The task: Isolate every line in the data with the string "TRUE" and copy it.

Provided material section start

PR #293, opened 2024-11-19
fix: bump other versions to 0.3.6 and add to docs

DerekStride:
## What

I forgot that we need to manually update the version numbers for some of the other dependencies. I added a mention of it to the CONTRIBUTING.md docs so we don't forget again.

### DIFF
--- a/CMakeLists.txt
+++ b/CMakeLists.txt
@@ -1,7 +1,7 @@
 cmake_minimum_required(VERSION 3.13)
 
 project(tree-sitter-sql
-        VERSION "0.3.5"
+        VERSION "0.3.6"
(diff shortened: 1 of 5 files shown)


DerekStride:
@matthias-Q I updated the version numbers here but there was a bug in the pypi release workflow and I put up a PR to fix it here: https://github.com/tree-sitter/workflows/pull/19

After that's merged we can retry the release workflow.

mwhitworth:
I see the `tree-sitter-sequel` Rust crate version still at v0.3.5 - ref https://crates.io/crates/tree-sitter-sequel/

matthias-Q:
@DerekStride do you want to do a follow up to trigger the release of python/rust packages to >0.3.5?

PR #301, opened 2025-02-01
Move tree-sitter-cli to regular dependencies to avoid installation error

jens-f:
Move tree-sitter-cli to regular dependencies to avoid installation error

My package json looks like this:
```
...
  "dependencies": {
    "@derekstride/tree-sitter-sql": "^0.3.7",
    "tree-sitter": "^0.21.0"
  }
...
```
When running `npm i` the installation fails because `tree-sitter-sql` is attempting to run this command `"tree-sitter generate && node-gyp-build"`. The `tree-sitter` cli command is not available. In order to avoid this, `tree-sitter-sql` needs to be a regular dependency instead of a `devDependency`

### DIFF
--- a/package.json
+++ b/package.json
@@ -16,13 +16,13 @@
   "license": "MIT",
   "dependencies": {
     "node-addon-api": "^7.1.0",
-    "node-gyp-build": "^4.8.0"
+    "node-gyp-build": "^4.8.0",
+    "tree-sitter-cli": "^0.24.0"
   },
   "devDependencies": {
     "commit-and-tag-version": "^12.0.0",
     "node-gyp": "^10.0.1",
-    "prebuildify": "^6.0.0",
-    "tree-sitter-cli": "^0.24.0"
+    "prebuildify": "^6.0.0"
   },
   "peerDependencies": {
     "tree-sitter": "^0.21.0"


DerekStride (commented):
`tree-sitter-cli` is a build dependency but shouldn't be required at runtime. But this would make using it easier, I'm on the fence about this change. Thoughts @matthias-Q @dmfay?

dmfay:
I think instead we can use `npx tree-sitter` in the package.json scripts and npm will use the binary installed through devDependencies, but I haven't tested this.

jens-f:
As I understand it, `npx` would try to execute the `tree-sitter` command from the `devDependencies`, _if_ they were present. But given that `npm i` doesn't seem to install the `devDependencies`, it will currently fail. But you can still make it work by providing the package name to npx, which then would install the cli package in the npm cache directory if not yet present. 
```
npx --yes --package=tree-sitter-cli -- tree-sitter generate && node-gyp-build
```
The end-result is that the tree-sitter dependency is still installed during the `npm i` run, just in the cache instead of the local dependencies as proposed by this PR.

Would you like me to change the PR to that version?

DerekStride:
If the `--package` option would remove the need for the `npm link` in #302 I think that would probably be the best option cc @dmfay

dmfay:
> As I understand it, `npx` would try to execute the `tree-sitter` command from the `devDependencies`, _if_ they were present. But given that `npm i` doesn't seem to install the `devDependencies`, it will currently fail. But you can still make it work by providing the package name to npx, which then would install the cli package in the npm cache directory if not yet present.
> 
> ```
> npx --yes --package=tree-sitter-cli -- tree-sitter generate && node-gyp-build
> ```
> 
> The end-result is that the tree-sitter dependency is still installed during the `npm i` run, just in the cache instead of the local dependencies as proposed by this PR.
> 
> Would you like me to change the PR to that version?

yeah, I think I prefer that -- keeping the cli out of node_modules sounds like the best available option.

jens-f:
I updated the PR with the npx use for all scripts. I also removed the `devDependency` for the cli since it doesn't seem to be used anymore. But please let me know if you want to keep that dependency

jens-f:
Some of the tests are failing but as far as I can tell they don't seem to be related to this PR.

DerekStride:
I went ahead and merged, I can tackle fixing the cargo tests in a separate PR

jens-f:
Thanks @DerekStride  and @dmfay for accepting the PR and merging it. Would it be possible to make a new npm release of `tree-sitter-sql` that includes this change?

DerekStride:
`v0.3.8` is now published with the fixes: https://www.npmjs.com/package/@derekstride/tree-sitter-sql

PR #309, opened 2025-03-07
fix: module path in binding_test.go

rob2244:
Fix the module path in binding_test.go to fix issues that occur when installing the bindings from golang this addresses #308


DerekStride (approved):

DerekStride:
I'll try to setup a working CI suite for the go bindings when I have time

Issue #236, opened 2024-01-14
Syntax highlighting appears to give up in Postgres function bodies


jaidetree:
Given the following Postgres SQL function:

```sql
CREATE OR REPLACE FUNCTION start_task(p_task_name VARCHAR)
RETURNS sessions AS $$
DECLARE
  task_id INTEGER;
  task_row RECORD;
  session_record sessions;
BEGIN
    -- Look for any ongoing sessions for an active task
    SELECT *
      INTO task_row
    FROM tasks t
    INNER JOIN sessions s ON t.id = s.task_id
    WHERE s.end_time IS NULL
    AND s.is_active = TRUE
    AND t.is_active = TRUE
    LIMIT 1;

    -- If an ongoing session was found, throw an error with hint
    IF task_row.id IS NOT NULL THEN
      RAISE EXCEPTION 'Task % "%" is still in progress. Action refused.',
        task_row.id, task_row.task_name
    ELSE
      -- Look up the task_id from the name
      SELECT id INTO task_id
      FROM tasks
      WHERE task_name = p_task_name;

      -- Start the session
      INSERT INTO sessions (task_id)
      VALUES (task_id)
      RETURNING * INTO session_record;
    END IF;

    RETURN session_record;
END;
$$ LANGUAGE plpgsql;
```

Syntax highlighting completely stops for the rest of the file if I keep that semicolon after the first query that ends with `LIMIT 1;`

<img width="968" alt="image" src="https://github.com/DerekStride/tree-sitter-sql/assets/590297/a3a90ceb-a81a-4595-945f-a711ced4f535">

If I remove that semicolon after the first query the syntax highlighter continues highlighting the file but the syntax is invalid and running the migration fails.

Any ideas what's causing that? Happy to help with a PR to fix but will need some guidance. Though as far as I know, I'm just using this wrong 😅

dmfay:
[...]

PR #313, opened 2025-04-08
Support for T-SQL

stackmystack:
Hello Derek,

I would like to add support for Microsoft's T-SQL if possible.

This is a sketch of what it would look like. 

I am not happy with the PR's state at all, but I thought I'd share what I have as of now, and collect feedback. I will re-write once, and if, support for T-SQL is accepted, and we agree on how to organise things; I am not proficient with all of the dialects of SQL so I may be implementing things in a stupid way.

The most important thing I would like to see, is recognising `@variable_name` from T-SQL as an `identifier` instead of having it in `tsql_parameter` as I do right now.

This PR is motivated by a real-world use case, which I can include in the test suite once I figure out how to make it work :) (node-gyp on my mac is not happy):

```sql
IF OBJECT_ID (N'dbo.LEVENSHTEIN_DISTANCE', N'FN') IS NOT NULL
    DROP FUNCTION dbo.LEVENSHTEIN_DISTANCE;
GO
CREATE FUNCTION dbo.LEVENSHTEIN_DISTANCE(@s nvarchar(4000), @t nvarchar(4000))
RETURNS int
AS
BEGIN
  DECLARE @sl int, @tl int, @i int, @j int, @sc nchar, @c int, @c1 int,
    @cv0 nvarchar(4000), @cv1 nvarchar(4000), @cmin int
  SELECT @sl = LEN(@s), @tl = LEN(@t), @cv1 = '', @j = 1, @i = 1, @c = 0
  WHILE @j <= @tl
    SELECT @cv1 = @cv1 + NCHAR(@j), @j = @j + 1
  WHILE @i <= @sl
  BEGIN
    SELECT @sc = SUBSTRING(@s, @i, 1), @c1 = @i, @c = @i, @cv0 = '', @j = 1, @cmin = 4000
    WHILE @j <= @tl
    BEGIN
      SET @c = @c + 1
      SET @c1 = @c1 - CASE WHEN @sc = SUBSTRING(@t, @j, 1) THEN 1 ELSE 0 END
      IF @c > @c1 SET @c = @c1
      SET @c1 = UNICODE(SUBSTRING(@cv1, @j, 1)) + 1
      IF @c > @c1 SET @c = @c1
      IF @c < @cmin SET @cmin = @c
      SELECT @cv0 = @cv0 + NCHAR(@c), @j = @j + 1
    END
    SELECT @cv1 = @cv0, @i = @i + 1
  END
  RETURN @c 
END
GO
```

### DIFF
--- a/grammar.js
+++ b/grammar.js
@@ -55,6 +55,7 @@ module.exports = grammar({
             $.block,
           ),
           ';',
+          optional($.keyword_go),
         ),
       ),
       // optionally, a single statement without a terminating ;
@@ -266,6 +267,7 @@ module.exports = grammar({
     keyword_storage: _ => make_keyword("storage"),
     keyword_compression: _ => make_keyword("compression"),
     keyword_while: _ => make_keyword("while"),
+    keyword_go: _ => make_keyword("go"),
 
     keyword_trigger: _ => make_keyword('trigger'),
     keyword_function: _ => make_keyword("function"),


grammar.js
```diff
@@ -2675,11 +2790,11 @@ module.exports = grammar({
       ')',
     ),
 
-    column_definition: $ => seq(
+    column_definition: $ => prec.left(seq(
```
dmfay, line 2793: this is a _lot_ of "just prec.left it" and it's making me nervous

grammar.js
```diff
@@ -2177,6 +2263,14 @@ module.exports = grammar({
       optional(choice($.keyword_cascade, $.keyword_restrict)),
     ),
 
+    drop_function: $ => seq(
```
dmfay, line 2266: I'm pretty surprised we missed this, good catch!

grammar.js
```diff
@@ -2850,6 +2965,8 @@ module.exports = grammar({
       '*',
     ),
 
+
+    tsql_parameter: $ => /@([a-zA-Z_][0-9a-zA-Z_]*)/,
```
dmfay, line 2969: if my hazy memory of t-sql is anything to go by this might be more an identifier semantically, and making it an option for that would also fit a lot better with what you're doing in `function_argument` and `_qualified_field`

dmfay (changes requested):
please consider splitting this into two pull requests -- you've got a grab bag of fairly simple, straightforward improvements to t-sql support that are easy enough to evaluate on their own merits, but procedural sql and control flow is a [longstanding known gap](https://github.com/DerekStride/tree-sitter-sql/issues/236) that has much bigger ramifications for dialect support and performance.

also, needs more tests :)

stackmystack:
> please consider splitting this into two pull requests -- you've got a grab bag of fairly simple, straightforward improvements to t-sql support that are easy enough to evaluate on their own merits, 

Great, I will do so in a separate PR

> but procedural sql and control flow is a [longstanding known gap](https://github.com/DerekStride/tree-sitter-sql/issues/236) that has much bigger ramifications for dialect support and performance.

I am proposing these changes because I am pretty interested in procedural SQL and control flow. For the time being in T-SQL. I am putting the effort because I need them now. Would you be open to integrating them in `main` in the near future? In other words, should I fork the lib and not expect those to be accepted any time soon?

> 
> also, needs more tests :)

Definitely :)

grammar.js
stackmystack: Yes that's my impression too, I wanted confirmation from your part first.

vic-t: @stackmystack I'm curious, have you found a way to introduce bracketed identifiers?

Provided material section end

Written solution:
    AND s.is_active = TRUE
    AND t.is_active = TRUE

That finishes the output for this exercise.